Recent genotyping, exome and genome sequencing projects generated an extraordinary list of genetic variants across human populations and diseases. Most of these variants may not have a significant function. Thus far, identification of the functional variants remains a significant challenge. Ultimately, the biological impact and functionality of these variants need to be examined and validated experimentally. Nevertheless, bioinformatic predictions that can narrow down the search for causal/functional variants are in high demand to guide experimental studies effectively. Here, we presented methods to analyze RNA-Seq data that enabled identification of genes and alternatively processed regions whose expression is under the regulation of genetic variants. Compared to previous methods (e.g. eQTL analysis), our approach utilizes RNA-Seq data of a single subject to provide insights that were only possible using massive-scale parallel expression assays of a large number of subjects. In addition, different from eQTL and other recent ASE studies, our approach not only identifies ASE patterns, but also predicts the functional mechanisms of genetic variants in specific categories of cis-regulation of gene expression, which provides essential information to facilitate discovery of causal variants as shown by our experimental studies.
The strength of our methods rooted from the unique advantages of RNA-Seq. First, RNA-Seq provides mRNA sequence information at single-nucleotide resolution. With enough read coverage, RNA-Seq can potentially interrogate all expressed SNVs of a gene, thereby providing a powerful tool for ASE studies. The simultaneous quantification of single-nucleotide expression and exon/gene expression is another advantage of RNA-Seq because a single data set can provide not only allelic expression of SNVs, but also whole-gene and alternative isoform expression. In this sense, RNA-Seq is a cost-effective approach for studies of genetic controls of gene expression.
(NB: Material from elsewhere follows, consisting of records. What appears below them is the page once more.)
PR #108, opened 2020-06-16
Add support for overwriting index images that use the same registry as IIB

mprahl:
When an index image is built, IIB always pushes it to its configured
registry. Additionally, if `overwrite_from_index` is provided, IIB
will copy the index image from its registry over to the location of
`from_index`.

If `overwrite_from_index_token` is provided and `from_index` is
on the same registry as IIB's configured registry, then this will
fail since the `overwrite_from_index_token` token does not have
access to the source repository to copy from.

In this case, this change makes IIB first export the index image
in IIB's configured registry and repo to local OCI images using
its token and then push the local OCI images using the
`overwrite_from_index_token` token.

When buildah is updated in RHEL 8 and manifest-tool is no longer
needed, this workaround can be removed.

Resolves CLOUDBLD-1502

### DIFF
--- a/iib/workers/tasks/build.py
+++ b/iib/workers/tasks/build.py
@@ -176,15 +176,8 @@ def _update_index_image_pull_spec(
     """
     conf = get_worker_config()
     if from_index and overwrite_from_index:
-        output_message = f'Overwriting the index image {from_index} with {output_pull_spec}'
-        log.info(output_message)
+        _overwrite_from_index(request_id, output_pull_spec, from_index, overwrite_from_index_token)
         index_image = from_index
-        exc_msg = f'Failed to overwrite the input from_index container image of {index_image}'
-        args = [f'docker://{output_pull_spec}', f'docker://{index_image}']
-        state_reason = output_message
-        set_request_state(request_id, 'in_progress', state_reason)
-        with set_registry_token(overwrite_from_index_token, from_index):
-            _skopeo_copy(*args, copy_all=True, exc_msg=exc_msg)
     elif conf['iib_index_image_output_registry']:
         index_image = output_pull_spec.replace(
             conf['iib_registry'], conf['iib_index_image_output_registry'], 1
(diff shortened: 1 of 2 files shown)


iib/workers/tasks/build.py
```diff
@@ -436,6 +429,62 @@ def _opm_index_rm(base_dir, operators, binary_image, from_index, overwrite_from_
...
+            # means that IIB's token will likely not have access to read the `from_index` image.
+            # This means IIB must first export the manifest list and all the manifests locally and
+            # then overwrite the `from_index` image with the exported version using the user
+            # supplied token.
+            #
+            # When a newer version of buildah is available in RHEL 8, then that can be used instead
+            # of the manifest-tool to create the manifest list locally which means this workaround
+            # can be removed.
+            if output_pull_spec_registry == from_index_registry:
+                temp_dir = tempfile.TemporaryDirectory(prefix='cachito-')
```
lcarva, line 466: ahem... check the prefix

mprahl: How embarrassing :stuck_out_tongue:

iib/workers/tasks/build.py
```diff
@@ -436,6 +429,62 @@ def _opm_index_rm(base_dir, operators, binary_image, from_index, overwrite_from_
...
+            # When a newer version of buildah is available in RHEL 8, then that can be used instead
+            # of the manifest-tool to create the manifest list locally which means this workaround
+            # can be removed.
+            if output_pull_spec_registry == from_index_registry:
+                temp_dir = tempfile.TemporaryDirectory(prefix='iib-')
+                new_index_src = f'oci:{temp_dir.name}'
+                log.info(
+                    'The registry used by IIB (%s) is also the registry where from_index (%s) will '
+                    'be overwritten using the user supplied token. Will perform a workaround which '
+                    'will cause the manifest digests to change but the content is the same.',
```
yashvardhannanavati, line 471: Should this be mentioned in the state_reason so that the user is aware of the change in manifest digests?

mprahl: I see your point but the manifest digests are already going to be different since the index image was modified by either removing an operator or adding a bundle. This is logging the fact that the digests will be different between the version in IIB's configured repo and the overwritten `from_index`. It's more for administrators to be aware that something isn't broken.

To demonstrate the utilities of the methods, we analyzed RNA-Seq data of two different types of cancer samples. Read-mapping bias of the alternative alleles of SNVs (20–22
) was removed using our previously developed mapping strategy (10
). Our results suggest that 26–45% of genes demonstrated ASE patterns in the studied cancer cells at an FDR of ~5%. We also demonstrated that the cis
-regulatory mechanisms underlying ASE may be inferred from RNA-Seq data for hundreds of genes in each sample at FDRs <20%. We chose parameters in this analysis such that a relatively relaxed FDR was reached since these predictions provide candidate events that can be further examined for disease relevance (such as in GWAS results) and molecular validations. Thus, a relatively large repository of candidates to start with may be beneficial. Nevertheless, the parameters can be adjusted (e.g. a smaller P-
value cutoff of the Fisher’s exact test, Supplementary Methods
) if a lower FDR is desired. In addition, approaches other than FDR analysis (e.g. Bonferroni correction) may be used to account for multiple hypothesis testing, which may change the number and statistical stringency of the final results.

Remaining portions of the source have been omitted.